▸ **Task inputs**
PR #5513, opened 2023-10-18
Fix failing specs due to new wikipageviews API behavior when no data available

### LINKED ISSUE #5508: Update WikiPageviews and spec for new API behavior
We have a handful of specs in `wiki_pageviews_spec.rb` that recently started failing. It looks like this is because the behavior of the API has changed when handling requests for which no data is available, so our code needs to be updated to handle the current behavior.

The easiest way to gets started will be to run that spec, then figure out what changes need to be made to make the specs pass.

gabina:
## What this PR does
The behavior of the wikipageviews API has changed when handling requests for which no data is available, causing some of our specs to fail. This PR starts managing this new behavior to fix our specs.
It basically adds a new `no_data_available_response?` method to identify these specific responses.
Read more details in the proper issue.

Closes #5508

### DIFF
--- a/lib/wiki_pageviews.rb
+++ b/lib/wiki_pageviews.rb
@@ -99,23 +99,15 @@ class WikiPageviews
     return unless response
     data = Utils.parse_json(response)
     return data['items'] if data['items']
-    # As of October 2017, the data type is https://www.mediawiki.org/wiki/HyperSwitch/errors/not_found
-    return no_results if %r{errors/not_found}.match?(data['type'])
-    return no_results if no_data_available_response?(data)
+
+    # Since the API experienced some changes in the response when handling requests for which no
+    # data is available, we decided to rely only on the data status being 404 to return no results
+    return no_results if data['status'] == 404
     raise PageviewApiError, response
   end
 
   def no_results
     {}
-  end
-
-  # As of October 2023, we started to see 404 not found responses with about:blank type
-  # and a specific detail when handling requests for which no data is available
-  def no_data_available_response?(response)
-    no_data_avialable_detail = 'The date(s) you used are valid, but we either do not have data '\
-                               'for those date(s), or the project you asked for is not loaded yet.'\
-                               ' Please check documentation for more information.'
-    response['status'] == 404 && response['detail'] == no_data_avialable_detail
   end
 
   def wiki_url_param
--- a/lib/wiki_pageviews.rb
+++ b/lib/wiki_pageviews.rb
@@ -101,11 +101,21 @@ class WikiPageviews
     return data['items'] if data['items']
     # As of October 2017, the data type is https://www.mediawiki.org/wiki/HyperSwitch/errors/not_found
     return no_results if %r{errors/not_found}.match?(data['type'])
+    return no_results if no_data_available_response?(data)
     raise PageviewApiError, response
   end
 
   def no_results
     {}
+  end
+
+  # As of October 2023, we started to see 404 not found responses with about:blank type
+  # and a specific detail when handling requests for which no data is available
+  def no_data_available_response?(response)
+    no_data_avialable_detail = 'The date(s) you used are valid, but we either do not have data '\
+                               'for those date(s), or the project you asked for is not loaded yet.'\
+                               ' Please check documentation for more information.'
+    response['status'] == 404 && response['detail'] == no_data_avialable_detail
   end
 
   def wiki_url_param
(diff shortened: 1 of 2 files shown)


gabina:
CI failed, will check 
```
1826 examples, 2 failures, 17 pending

Failed examples:

rspec ./spec/features/namespace_stats_spec.rb:27 # Namespace-specific stats generates and renders stats for Cookbook namespace on en.wikibooks.org
rspec ./spec/lib/importers/revision_score_importer_spec.rb:205 # RevisionScoreImporter.update_revision_scores_for_all_wikis imports data and calcuates an article completeness score for available wikis
```

spec/lib/wiki_pageviews_spec.rb
```diff
@@ -161,6 +161,8 @@
       let(:title) { 'Voyages,_aventures_et_combats/Chapitre_18' }
       let(:subject) { described_class.new(article).average_views }
 
+      before { travel_to Date.new(2023, 10, 18) }
+
```
gabina, line 165: I had to add this because it looks like I visited the site yesterday so I broke the spec. 
I noticed that because the build for PR #5498 failed with:
```
  3) WikiPageviews.average_views_for_article for an article that exist but has no view data returns 0
     Failure/Error: expect(subject).to eq(0)

       expected: 0
            got: 1.0
```

This way it should be more robust.

gabina:
@ragesoss this PR is ready for review ( I don't think I can set you as reviewer)

lib/wiki_pageviews.rb
```diff
@@ -101,13 +101,23 @@ def parse_results(response)
...
   end
 
   def no_results
     {}
   end
 
+  # As of October 2023, we started to see 404 not found responses with about:blank type
+  # and a specific detail when handling requests for which no data is available
+  def no_data_available_response?(response)
+    no_data_avialable_detail = 'The date(s) you used are valid, but we either do not have data '\
```
ragesoss, line 115: I think relying on the exact 'detail' message here is going to be too fragile. Is this always the message when type is `about:blank`? I think the `type` is less likely to change than the text of the 'detail' message, which could get updated wording at any point.

lib/wiki_pageviews.rb
```diff
@@ -101,13 +101,23 @@ def parse_results(response)
     return data['items'] if data['items']
     # As of October 2017, the data type is https://www.mediawiki.org/wiki/HyperSwitch/errors/not_found
     return no_results if %r{errors/not_found}.match?(data['type'])
```
ragesoss, line 103: Are there still also requests that return this error type, or did all 404's become `about:blank`?

ragesoss: Maybe it would be better to just rely on the 404 status and ignore `type` altogether? I imagine that any case of a 404 should be treated the same way by the Dashboard, and it looks like that's the only error mode that we've ever handled anyway.

ragesoss (commented):
Do you think the `about:blank` behavior for the `type` is a bug?

lib/wiki_pageviews.rb
gabina: At first glance, I thought that `about:blank`as `type` was a kind of bug on the API side, as I didn't find any specific documentation for that and it wasn't pretty meaningful for me. That's why I decided to rely on the `detail` instead, I thought that maybe the `type`  would change in the near future. However, I think we can rely on the `status` as you mentioned in your other comment.

lib/wiki_pageviews.rb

▸ **Exercise requirements**
Filter the material for the word "handling" and copy each matching line.

▸ **Task solution**
We have a handful of specs in `wiki_pageviews_spec.rb` that recently started failing. It looks like this is because the behavior of the API has changed when handling requests for which no data is available, so our code needs to be updated to handle the current behavior.
The behavior of the wikipageviews API has changed when handling requests for which no data is available, causing some of our specs to fail. This PR starts managing this new behavior to fix our specs.
+    # Since the API experienced some changes in the response when handling requests for which no
-  # and a specific detail when handling requests for which no data is available
+  # and a specific detail when handling requests for which no data is available
+  # and a specific detail when handling requests for which no data is available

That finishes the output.